:: SOURCE MATERIAL ::
____

Issue #581, opened 2019-06-02
01_install_requirements.sh failed  when installing python2-zmq


gklein:
**Describe the bug**
01_install_requirements.sh failed  when installing python2-zmq

**To Reproduce**
$ ./01_install_requirements.sh
Package ansible-2.8.0-2.el7.noarch already installed and latest version
Package 32:bind-utils-9.9.4-73.el7_6.x86_64 already installed and latest version
Package jq-1.5-10.el7.x86_64 already installed and latest version
Package 1:libguestfs-tools-1.38.2-12.100.lp.el7ev.noarch already installed and latest version
Package libvirt-4.5.0-10.el7_6.10.x86_64 already installed and latest version
Package libvirt-devel-4.5.0-10.el7_6.10.x86_64 already installed and latest version
Package libvirt-daemon-kvm-4.5.0-10.el7_6.10.x86_64 already installed and latest version
Package 2:nodejs-10.16.0-1nodesource.x86_64 already installed and latest version
Package podman-1.2-2.git3bd528e.el7.x86_64 already installed and latest version
Package python2-ironicclient-2.7.2-0.20190528160951.266a700.el7.noarch already installed and latest version
Package python2-ironic-inspector-client-3.5.0-0.20190311120303.9bb1150.el7.noarch already installed and latest version
Package python-lxml-3.2.1-4.el7.x86_64 already installed and latest version
Package python-netaddr-0.7.5-9.el7.noarch is obsoleted by python2-netaddr-0.7.19-5.el7.noarch which is already installed
Package python2-openstackclient-3.18.0-0.20190311121958.6868499.el7.noarch already installed and latest version
Package 10:qemu-kvm-1.5.3-160.el7_6.2.x86_64 is obsoleted by 10:qemu-kvm-ev-2.12.0-18.el7_6.5.1.x86_64 which is already installed
Package virt-install-1.5.0-1.el7.noarch already installed and latest version
Package unzip-6.0-19.el7.x86_64 already installed and latest version
Package yarn-1.16.0-1.noarch already installed and latest version
Resolving Dependencies
--> Running transaction check
---> Package python2-virtualbmc.noarch 0:1.5.0-0.20190401094255.bff0e6c.el7 will be installed
--> Processing Dependency: python-zmq >= 14.3.1 for package: python2-virtualbmc-1.5.0-0.20190401094255.bff0e6c.el7.noarch
--> Running transaction check
[...]

PR #583, opened 2019-06-03
Work around python-*zmq epel conflict

hardys:
This version now conflicts with the one from the RDO repos, so add
it to the exclude list for epel.

Fixes: #581


derekhiggins:
Build FAILURE, see build http://10.8.144.11:8080/job/dev-tools/694/

itzikb-redhat:
Works for me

____

:: WHAT THIS TASK INVOLVES ::
When a line in the records holds the string "opened", copy that line.

:: TASK OUTPUT ::
Issue #581, opened 2019-06-02
PR #583, opened 2019-06-03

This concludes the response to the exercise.